Amin pun teringat saat proses amandemen ini dilakukan. Kita melalukan safari hampir tiap hari ke kampus-kampus untuk berdiskusi dengan para ahli hukum dan sosiolog, ujarnya. Para tokoh hukum yang mampir di Senayan juga tak sedikit jumlahnya. Amin mencatat nama-nama besar di hukum tata negara seperti Sri Sumantri, Ismail Suny, Harun Alrasid menyempatkan hadir untuk berbagi pandangan. Bahkan, Pak Jimly yang saat itu masih muda juga sempat datang ke Senayan, tuturnya.

 

Amin seakan bernostalgia ketika membaca naskah ini. Pujian pun tak henti-hentinya keluar dari mulut pendiri Partai Amanat Nasional (PAN) ini. So far, it's the best living document in Indonesia, pujinya lagi.

 

Namun, ibarat pepatah tak ada gading yang tak retak. Naskah yang kabarnya baru dicetak seribu buku ini dari masing-masing jilidnya ini, tetap memiliki cela. Sumber hukumonline yang terlibat penulisan menilai proses penulisan kembali dokumen ini dirasa kurang sempurna. Orang yang menulisnya ganti-ganti, tuturnya.
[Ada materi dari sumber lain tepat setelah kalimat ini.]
PR #7050, opened 2020-04-28
CI: pin pylint

jon-turney:
Pin pylint version to workaround https://github.com/PyCQA/pylint/issues/3524

### DIFF
--- a/.github/workflows/lint_mypy.yml
+++ b/.github/workflows/lint_mypy.yml
@@ -19,7 +19,8 @@ jobs:
     - uses: actions/setup-python@v1
       with:
         python-version: '3.x'
-    - run: python -m pip install pylint
+    # pylint version constraint can be removed when https://github.com/PyCQA/pylint/issues/3524 is resolved
+    - run: python -m pip install pylint==2.4.4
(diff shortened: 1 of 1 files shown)


mensinda:
Alternatively, passing `-j1` also works and more threads won't really help anyway on the CI.

jpakkane:
There should be a comment explaining the version requirement and the criterion for removing it.

.github/workflows/lint_mypy.yml
```diff
@@ -19,7 +19,7 @@ jobs:
     - uses: actions/setup-python@v1
       with:
         python-version: '3.x'
-    - run: python -m pip install pylint
+    - run: python -m pip install pylint==2.4.4
```
jameshilliard, line 22: Probably better to just use `pylint!=2.5.0` since upstream is aware of this bug and will likely fix it next release.

jon-turney:
> There should be a comment explaining the version requirement and the criterion for removing it.

Done

dcbaker:
We can change things up later if we want to, but for now lets turn the CI green again.

PR #7052, opened 2020-04-28
default_options as dictionaries

dcbaker:
This allows using dictionaries for default_options and override_options:

```meson
project(
  'myproject',
  default_options : {'cpp_std' : 'c++11'}
)
```


mesonbuild/build.py
```diff
@@ -462,10 +462,13 @@ def process_kwargs_base(self, kwargs):
                    continue
             self.option_overrides_base[k] = v
 
-    def parse_overrides(self, kwargs) -> dict:
+    def parse_overrides(self, kwargs: T.Dict[str, object]) -> T.Dict[str, str]:
+        overrides = kwargs.get('override_options', [])
+        if isinstance(overrides, dict):
+            return overrides
```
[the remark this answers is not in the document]
xclaesse: Side tracking: this function is basically a duplicate of create_options_dict(), maybe it can be removed?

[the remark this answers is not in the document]
dcbaker: The FeatureNew is handled in the interpreter, which I fell like is the right place to handle that. see `func_build_target`

dcbaker:
I made the cleanups the @xclaesse suggested, by merging the function in build with the one in coredata. I also created a private helper to handle the FeatureNew/FeatureDeprecated warnings. I've added a commit to deprecate using an array, because it isn't nearly as intuitive of a syntax, and that way maybe by 1.0 we can remove it.

mesonbuild/interpreter.py
```diff
@@ -2705,6 +2704,13 @@ def func_gettext(self, nodes, args, kwargs):
     def func_option(self, nodes, args, kwargs):
         raise InterpreterException('Tried to call option() in build description file. All options must be in the option file.')
 
+    def _handle_default_options(self, options: T.Union[str, T.List[str], T.Dict[str, str]]) -> 'T.OrderedDict[str, str]':
+        if isinstance(options, dict):
+            FeatureNew('Dictionary argument to default_options', '0.55.0').use(self.subproject)
+        else:
+            FeatureDeprecated('Array argument to default_options, use dict instead.', '0.50.0').use(self.subproject)
```
xclaesse, line 2711: I don't think we should deprecate, I don't see the problem in supporting both forms. No need to annoy users with deprecations warnings for no reason.

dcbaker: Having two ways to do something in the long run just means more code to maintain and more code to break. The deprecation warning wont trigger until you set the `meson_version : >=0.55.0` anyway. But I could drop it I guess.

xclaesse: IMHO, small and widely used things like this deprecation would be more burden than maintaining those 10 lines of code in Meson. I also find the list of strings syntax more compact and easier to write, so there is no clear benefit to use dict.

jpakkane: This is a long standing and much used feature that would trigger many, many deprecation warnings. Since the implementation is so simple, I guess we can keep this working, at least for the moment. We can deprecate it later if needed.

jpakkane:
:crossed_swords: conflicts.

dcbaker:
rebased and dropped the deprecation patch as well as a patch that was superseded by another to do the same thing.

jpakkane:
That's a lot of CI red already.

docs/markdown/Reference-manual.md
```diff
@@ -443,8 +443,9 @@ arguments:
   that override those set in the subproject's `meson_options.txt`
   (like `default_options` in [`project()`](#project), they only have
   effect when Meson is run for the first time, and command line
-  arguments override any default options in build files)
-- `fallback`: specifies a subproject fallback to use in case the
+  arguments override any default options in build files). *(since 0.56.0)*
+  a dictionary of string: string mappings is also accepted.
```
xclaesse, line 447: nitpicking: I would remove the space `string:string`, maybe it's just me but I was reading `string: string` as a colon in the sentence.

docs/markdown/Reference-manual.md
```diff
@@ -655,10 +656,10 @@ be passed to [shared and static libraries](#library).
   target by overriding the default. By default on Windows this is
   `exe` and on other platforms it is omitted. Set this to `[]`, or omit
   the keyword argument for the default behaviour.
-- `override_options` *(since 0.40.0)*: takes an array of strings in the same format as
-  `project`'s `default_options` overriding the values of these options
-  for this target only.
-- `gnu_symbol_visibility` *(since 0.48.0)*: specifies how symbols should be exported, see
+- `override_options` takes an array of strings or dictionary in the same
+  format as `project`'s `default_options` overriding the values of these
+  options for this target only, since 0.40.0. Dictionary new in 0.56.0
```
xclaesse, line 661: I find the "since" version a bit confusing. What about keeping the same text as before, and just appending `*Since 0.56.0* can be a dictionary too.`? I think we append new behaviors in the doc in many other places like that.

Or reuse the phrasing you did below: `or, since 0.56.0, a dictionary of strings`

docs/markdown/Reference-manual.md
```diff
@@ -1579,11 +1580,13 @@ arguments:
...
    (like `default_options` in `project`, they only have effect when
    Meson is run for the first time, and command line arguments override
-   any default options in build files). *(since 0.54.0)*: `default_library`
-   built-in option can also be overridden.
- - `version`: works just like the same as in `dependency`.
-   It specifies what version the subproject should be, as an example `>=1.0.1`
- - `required` *(since 0.48.0)*: By default, `required` is `true` and
+   any default options in build files).
+   *Since 0.54.0* `default_library` built-in option can also be overridden.
+   *Since 0.56.0* a Dictionary may be used instead of an array
```
xclaesse, line 1585: here you have a 3rd way of adding dictionary documentation. Would be nice to harmonize across all default_options docs. FWIW, this is the format I like the more.

dcbaker:
I still want to fix this, but it really needs my build.py refactors to land first to be feasable, and this needs to be completely rewritteng.

PR #7054, opened 2020-04-28
Fix incremental debug builds in VS

GustavoLCR:
Fixes `Warning LNK4075: Ignoring '/INCREMENTAL' due to '/RELEASE' specification`

### DIFF
--- a/mesonbuild/backend/vs2010backend.py
+++ b/mesonbuild/backend/vs2010backend.py
@@ -1192,7 +1192,7 @@ class Vs2010Backend(backends.Backend):
         # /nologo
         ET.SubElement(link, 'SuppressStartupBanner').text = 'true'
         # /release
-        if (self.buildtype not in ['debug', 'debugoptimized']):
+        if not self.environment.coredata.get_builtin_option('debug'):
             ET.SubElement(link, 'SetChecksum').text = 'true'
 
         meson_file_group = ET.SubElement(root, 'ItemGroup')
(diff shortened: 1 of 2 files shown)


mesonbuild/backend/vs2010backend.py
```diff
@@ -1192,7 +1192,8 @@ def gen_vcxproj(self, target, ofname, guid):
         # /nologo
         ET.SubElement(link, 'SuppressStartupBanner').text = 'true'
         # /release
-        ET.SubElement(link, 'SetChecksum').text = 'true'
+        if (self.buildtype not in ['debug', 'debugoptimized']):
+            ET.SubElement(link, 'SetChecksum').text = 'true'
```
jpakkane, line 1196: Is this "debug" checking for debug info or for debug CRT?

If the former, this should check for ` debug` and `b_vscrt` if the latter.

GustavoLCR: its checking for debug info

jpakkane: In that case the code should check for `self.environment.coredata.get_builtin_option('debug')` instead of the build type.

jpakkane:
Test failure seems relevant:

```
>               self.assertTrue(pe.verify_checksum(), msg=msg)
E               AssertionError: False is not true : PE file: 'D:\\a\\1\\s\\tmpmc0atbfx\\mycpplib.dll', compiler: 'msvc', linker: 'link'
```

jpakkane:
Thanks.

PR #7061, opened 2020-04-29
Allow building with b_coverage set to true when clang is being used r…

georgev93:
…egardless of linker selection.


georgev93:
I was building a project with the following configuration:

(x86_64 Windows)
C compiler: clang
C++ compiler: clang++
Linker: link.exe
b_coverage: true

The meson setup failed with the Error: Linker link doesn't implement coverage data generation. My workflow involves using llvm-cov with the .gcda and .gcno files, so the linker doesn't need to support coverage data generation.

georgev93:
The failure seems unrelated. Any thoughts, @jpakkane?

PR #7068, opened 2020-05-01
docs/Users: add Vala Language Server

Prince781:
See https://github.com/benwaffle/vala-language-server


mensinda:
Thanks, please put `[skip ci]` for doc only changes into the commit next time.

Untungnya, proses yang kurang sempurna ini tak berimbas pada substansi buku tersebut, yang dianggapnya tetap berkualitas untuk dibaca. 

 

Salah satunya Pasal 29. Awalnya, pada rapat ketiga Panitia Ad Hoc Badan Pekerja MPR 6 Desember 1999, hanya tiga Fraksi yang menyinggung pasal tentang agama dan kepercayaan itu: Fraksi PDI Perjuangan, Fraksi Bulan Bintang, dan Fraksi Partai Demokrasi Kasih Bangsa.

 

Pada rapat-rapat berikutnya, fraksi-fraksi lain di MPR mulai ikut memanaskan perdebatan. Fraksi PDI Perjuangan tegas bersikap: pasal 29 UUD 1945 tak perlu diubah. Fraksi Partai Golkar mengingatkan bahwa Indonesia bukanlah negara agama, bukan pula negara sekuler.  Meskipun demikian, Fraksi Partai Golkar setuju ada revisi terhadap Pasal 29. Kata ‘kepercayaan' sebaiknya dihapus agar tidak menimbulkan kerancuan. Sebaliknya, Fraksi Bulan Bintang mengusulkan tambahan kata ‘syariat Islam', sebagaimana dulu Piagam Jakarta. Fraksi-Fraksi lain pun akhirnya memberikan tanggapan beragam.

 

Rapat-rapat Panitia Ad Hoc Badan Pekerja MPR sering dipimpin oleh Jacob Tobing. Saya mengenang dengan terharu kebesaran jiwa rekan-rekan anggota PAH I, begitu kata Jacob, sebagaimana ia tuangkan dalam bukunya Berusaha Turut Melayani: Memoar Politik Jacob Tobing, yang diluncurkan beberapa pekan lalu.

 

Dalam bukunya, Jacob tak menguraikan secara gamblang pandangan setiap fraksi MPR, tidak pula mendeskripsikan runcingnya perdebatan yang muncul pada setiap rapat Panitia Ad Hoc Badan Pekerja MPR kala itu. Tidak terlukiskan bagaimana suasana kebatinan pada saat amandemen konstitusi berlangsung, sejak amandemen pertama tahun 1999 hingga amandemen keempat pada 2002.